STATE’S REFUSAL TO FUND SCHOOL CONSTRUCTION FORCES STUDENTS BACK TO COURT

Students enrolled in unsafe and dilapidated school buildings in New Jersey’s poor urban districts are again asking the State Supreme Court to step in and order the Commissioner of Education and the Schools Development Authority (SDA) to secure additional school construction funding from the Legislature by June 30, 2021.  

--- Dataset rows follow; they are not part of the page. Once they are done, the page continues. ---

PR #1291, opened 2018-03-19
Error case to auto-delete triggers

jinroh:
Add error type to convey from the broker to the scheduler that a trigger can be removed. This is used for trigger executing konnector or service that is not installed anymore, or does not match the one defined in the service manifest document.

### DIFF
--- a/pkg/jobs/worker.go
+++ b/pkg/jobs/worker.go
@@ -262,6 +262,17 @@ func (w *Worker) work(workerID string, closed chan<- struct{}) {
 			parentCtx.Logger().Errorf("[job] error while acking job done: %s",
 				err.Error())
 		}
+
+		// Delete the trigger associated with the job (if any) when we receive a
+		// ErrBadTrigger.
+		//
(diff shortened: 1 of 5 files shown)


pkg/jobs/worker.go
```diff
@@ -391,9 +402,14 @@ func (t *task) exec(ctx *WorkerContext) (err error) {
...
-	case ErrAbort, ErrMessageUnmarshal, ErrMessageNil:
-		return false, 0, 0
+	{
+		if _, ok := prevError.(ErrBadTrigger); ok {
+			return false, 0, 0
+		}
+		switch prevError {
+		case ErrAbort, ErrMessageUnmarshal, ErrMessageNil:
+			return false, 0, 0
+		}
```
nono: Why not just this?

```go
switch prevError {
case ErrAbort, ErrMessageUnmarshal, ErrMessageNil, ErrBadTrigger:
        return false, 0, 0
}
```

jinroh: `ErrBadTrigger` is an error *type*, not a value.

The request comes in a motion filed by the plaintiff students in the landmark Abbott v. Burke school funding litigation. The motion seeks to compel Governor Phil Murphy’s administration to comply with prior Abbott rulings mandating state funding of all needed building improvements in 31 of New Jersey’s most intensely segregated school districts. Education Law Center represents the Abbott students.

Last April, the Supreme Court dismissed a similar motion by the Abbott students as “premature.” The Court anticipated that Governor Murphy and the Legislature would authorize additional school construction funding in the “context of the Fiscal Year 2021 Budget,” which had yet to be enacted.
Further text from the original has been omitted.